People Counting, Age and Gender Statistics
Panasonic has adopted this deep learning technology in its face recognition products for the security industry. This has led to the successful development and commercialisation of revolutionary face recognition technology which overcomes the difficulties of conventional technologies e.g. recognising faces when they are tilted, changed by aging, partially hidden by sunglasses etc.
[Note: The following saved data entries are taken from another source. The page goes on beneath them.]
PR #218, opened 2020-08-16
Add more notification callbacks to the API

systemdoni:


vslavik:
Can you pleas provide at least some explanation and rationale? I don't see much reason for such unimportant callbacks, so am reluctant to do it. Understanding the *why* may, and often does, change that. 

Please use [explanatory commit messages](https://chris.beams.io/posts/git-commit/) — from something like "Change calling NotifyUpdateDismissed() from OnCloseButton()" it's impossible to understand *why* it does what it does, and I can't apply a change with no reason behind it, nor how is it related to the subject of this PR. Similarly, a PR with a non-described "add new API" title and no description provided is hard to asses — same rationale as for having good commit messages applies to PR descriptions.

TIA!

systemdoni:
I am developing an App where I needed these callbacks. When I developed the macOS version, Sparkle had these callbacks meanwhile, WinSparkle didn't, so I added them for my project. I thought maybe someone else may need them.

Thanks for the info about explanatory commit messages. I will keep that in mind for future commits.
The last commit was actually a fix to make the function's behavior similar to Sparkle framework, so a notification will be sent only when the update dialog is closed from the close button. So instead of calling NotifyUpdateDismissed from onClose, I moved it to onCloseButton.

I hope this explanation is clearer.

include/winsparkle.h
```diff
@@ -483,6 +483,22 @@ typedef void(__cdecl* win_sparkle_update_postponed_callback_t)();
...
 
+/// Callback type for win_sparkle_update_dismissed_callback()
+typedef void(__cdecl* win_sparkle_update_dismissed_callback_t)();
+
+/**
+    Set callback to be called when the user dismisses
+    (closes) update dialog.
+
+    This is useful in combination with
+    win_sparkle_check_update_with_ui() or similar as it
```
vslavik, line 494: What is the "or similar" referring to?

vslavik:
> I am developing an App where I needed these callbacks.

I mean, if you didn't feel the need, you wouldn't need them — that's evident. But could you explain *why* you need them? Again, it's always good if maintainers understand what an API *is used for*, otherwise they risk screwing things up unwittingly. 

> Sparkle had these callbacks 

OK, that's a valid point.

> so a notification will be sent only when the update dialog is closed from the close button. So instead of calling NotifyUpdateDismissed from onClose, I moved it to onCloseButton.

I can see that — that's just saying in words what the code says already, but it doesn't say *why* and *what effect* does this change have. But since it's just a follow-up to the previous commit, I guess the actual question is why is it two commits instead of an atomic one? I take it it's just a work-in-progress update that can be squashed together, then?

include/winsparkle.h
systemdoni: functions similar to it, like win_sparkle_check_update_with_ui_and_install()

systemdoni:
> I mean, if you didn't feel the need, you wouldn't need them — that's evident. But could you explain _why_ you need them? 
Again, it's always good if maintainers understand what an API _is used for_, otherwise they risk screwing things up unwittingly.

It is a launcher for another app, so before launching the other app, I had to know what does the user chooses.

> I can see that — that's just saying in words what the code says already, but it doesn't say _why_ and _what effect_ does this change have. But since it's just a follow-up to the previous commit, I guess the actual question is why is it two commits instead of an atomic one? I take it it's just a work-in-progress update that can be squashed together, then?

Yes, I should have squashed the two commits together, my bad.

systemdoni:
I squashed the two last commits together
Regarding the callbacks I added, I couldn't think of any other case where they would be used, except my project. They may not be used at all, so maybe you should close this PR.

vslavik:
> Regarding the callbacks I added, I couldn't think of any other case where they would be used, except my project. They may not be used at all, so maybe you should close this PR.

Nah, I'm actually convinced by your explanation — it makes sense, is useful to you, is consistent with Sparkle.

Merged now, thanks a lot!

Other applications include:
- VIP lists – make staff aware of important individuals (VIPs) and respond in an appropriate manner
- Black lists – identify known offenders or register suspects to aid public safety
- Banking transactions – verification of the persons attempting a financial transaction
- Access Control verification – confirming identity visually, manually or automatically
The age of true AI machine learning systems will soon be upon us. Many applications will go unnoticed to the average consumer who will not realise that their product or service is being enhanced using AI. The evolution and landscape as to where companies are choosing to develop AI continues to change, so it’s not yet possible to buy an off the shelf true AI powered CCTV system. When a true AI system is capable of improving operational efficiency or saving money on security costs expect to see a wider rollout.
Most people don’t tolerate risk when it comes to security, so until we can rely on the results coming from AI we will continue with the more tried and tested rule-based intelligence programs.